Methods: From February and September 2014 delayed-release dimethyl fumarate (DMF) and Peginterferon beta-1a (PEG) patients were recruited to the patient support program (PSP). All patients signed a written consent form. Contents and coaching frequency were adapted according to side effects as well as challenges and patient needs. Patients were stratified pursuant to individual adherence risks at therapy start and after each year of coaching.

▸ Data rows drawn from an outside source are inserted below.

PR #597, opened 2017-11-02
Modularize ui

localjo:
Modularize ui as `wvui`.

This PR also modularizes `/web/js/wv.feedback.js` since that was a standalone file referenced by `ui`.


web/js/ui/mouse.js
```diff
@@ -0,0 +1,112 @@
+import * as d3 from 'd3';
```
localjo: This seems to be the usual way to import `d3`, but it sounds like [there might be some problems with importing `d3.event`](https://github.com/d3/d3/issues/2733) which is used in this file. I think it's also possible to import just the functions we need from `d3`, but we should probably wait until we get our whole codebase modularized before tinkering too much with this.

web/js/feedback.js
```diff
@@ -8,7 +16,7 @@ wv.feedback = wv.feedback || (function () {
       'mailto:@MAIL@?subject=Feedback for @LONG_NAME@ tool');
 
     $element.click(function (event) {
-      if (!wv.util.browser.small && window.feedback) {
+      if (!util.browser.small && window.feedback) {
```
Benjaki2: I think `util.browser` is a separate file

web/js/ui/info.js
```diff
@@ -75,18 +74,18 @@ wv.ui.info = wv.ui.info || function (ui, config) {
...
+    wvui.positionMenu($menuItems, {
       my: 'left top',
       at: 'left bottom + 5',
       of: $label
     });
     $menuItems.hide();
 
     $about.click(function () {
-      if (wv.util.browser.small || wv.util.browser.touchDevice) {
+      if (util.browser.small || util.browser.touchDevice) {
```
Benjaki2: another util.browser bug

web/js/feedback.js
localjo: It is a separate file, but the `util` module imports the `browser` object to keep it all on the same parent object;

https://github.com/nasa-gibs/worldview/blob/53ef2980fa575135c68a2d53922c94cb89abd172/web/js/util/util.js#L7-L9

https://github.com/nasa-gibs/worldview/blob/53ef2980fa575135c68a2d53922c94cb89abd172/web/js/util/util.js#L16-L18

This is consistent with the behavior before where these objects were all inheriting from and extending the same `wv.util` object. It also makes updating the references easier and less error prone, and importing all of the submodules of `util` less verbose.

web/js/ui/info.js
localjo: That's intentional.

PR #607, opened 2017-11-13
Module loader debugging

ZachTRice:
* Shimmed d3
* Shimmed Jquery and it's plugins
* Removed `const` that were exported and replaced them with default executions
* Added build folder to place store transpiled code
* Removed uglify
* Removed jQuery plugin tags
* Adjusted `export` && `import` naming to make them correspond/work
* A number of bug fixes with help from the linter


tasks/build-js
```diff
@@ -5,10 +5,14 @@
 const fs = require('fs');
 const browserify = require('browserify');
 const watchify = require('watchify');
+const outputDir = './web/build/';
```
localjo: Why are we creating a new build directory in `/web` instead of using `/build`?

Gruntfile.js
```diff
@@ -613,7 +613,11 @@ module.exports = function(grunt) {
       }
     },
 
-    uglify: {
+    'build-js': {
+      command: 'npm run build-js'
```
localjo: Why are we calling npm scripts from Grunt? Aren't we trying to move things out of Grunt and use npm directly?

web/index.html
```diff
@@ -104,37 +104,7 @@
...
-
-    <!-- link.dev  -->      <script type="text/javascript" src="ext/node_modules/gifshot/build/custom/gifshot.custom.js"></script>
-    <!-- link.prod --> <!-- <script type="text/javascript" src="ext/node_modules/gifshot/build/custom/gifshot.custom.min.js"></script> -->
-
-    <!-- link.dev -->       <script type="text/javascript" src="ext/node_modules/clipboard/dist/clipboard.js"></script>
-    <!-- link.prod --> <!-- <script type="text/javascript" src="ext/node_modules/clipboard/dist/clipboard.min.js"></script> -->
-
-
+  
     <!-- link.dev  -->      <script type="text/javascript" src="ext/main/jquery-2.1.4/jquery.js"></script>
```
localjo: Why are we leaving the jQuery scripts here?

web/index.html
```diff
@@ -171,109 +136,11 @@
...
-
-    <!-- link.dev --> <script type="text/javascript" src="js/link/wv.link.model.js"></script>
-    <!-- link.dev --> <script type="text/javascript" src="js/link/wv.link.ui.js"></script>
-
-    <!-- link.dev --> <script type="text/javascript" src="js/wv.feedback.js"></script>
-    <!-- link.dev --> <script type="text/javascript" src="js/wv.tour.js"></script>
-    <!-- link.dev --> <script type="text/javascript" src="js/wv.debug.js"></script>
-    <!-- link.dev --> <script type="text/javascript" src="js/wv.main.js"></script>
+    <!-- link.dev --> <script type="text/javascript" src="build/wv.js"></script>
+    <!-- link.prod --> <!-- <script type="text/javascript" src="js/wv.min.js?v=@BUILD_NONCE@&mobile"></script> -->
```
localjo: Are `build/wv.js` and `js/wv.min.js` the same thing?

web/js/date/wheels.js
```diff
@@ -24,7 +25,7 @@ export function dateWheel(models, config) {
     $container
       .addClass('datespan')
       .html('<div id=\'wv-date-mobile-label\'></div><input type=\'hidden\' id=\'linkmode\' readonly>');
-
+    console.log(mobiscroll);
```
localjo: Any reason to have a `console.log` committed here?

web/index.html
Benjaki2: We aren't. We haven't gotten to this yet. This PR is not ready for review. Still work to be done.

tasks/build-js
Benjaki2: at this point... at least a few tasks depend on everything being located in the web directory

Benjaki2:
Let's squash this.

Benjaki2:
@ZachTRice @localjo we could add a `shim-config` file to clean up our `package.json` but I think that would make it so we can't use aliases. Which seems annoying.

Results: As of March 2018, 16996 patients have been recruited. Data for 9226 and 6081 MS patients including 3036 and 2554 dropouts could be analysed for DMF and PEG, respectively. Overall, gastrointestinal issues (GI) (23.9%) followed by changes of blood counts (18%) and ongoing disease activity (ODA) (16.8%) for DMF and flu-like symptoms (FLS) (36.6%) followed by ODA (15.9%) and injection site reactions (ISR) (13.3%) for PEG were reported as the most frequent dropout reasons of the discontinuers. After one year of individualized patient coaching changes in blood counts (29%) and ODA (22%) became the main discontinuation reasons for patients on DMF; no change to the main dropout reasons for PEG, though share of FLS was reduced, were observed. Evaluation of adherence risks after one year of individualized coaching showed a shift to the lower adherence subgroups for DMF and PEG. Time to therapy discontinuation was differentiated for more intensively and less intensively coached patients. Overall, 18.4%, 25% and 27.5% of more intensively coached DMF patients stopped therapy after 12, 24 and 36 months compared to 26.1%, 33.3% and 38.1%, respectively. PEG therapy discontinuation after 24 and 36 months was reduced for more intensively coached patients by 11.2% and 8% to 30.8% and 41.8%, respectively compared to the less intensively coached group.
Conclusion: GI for DMF as well as ISR and FLS for PEG can be efficiently addressed by intensively individualized coaching and side effect mitigation strategies. Individualized coaching may be a suitable tool to reduce adherence barriers and to promote treatment satisfaction.
Disclosure: YBN: received funding for medical writing.
RH: received funding for medical writing.
GN, MTG: employees of and hold stock/stock options in Biogen.
MM: received honoraria from Biogen, Boehringer Ingelheim, Bayer Healthcare, Merck Serono, Genzyme, Sanofi Aventis, Talecris, Teva, Novartis.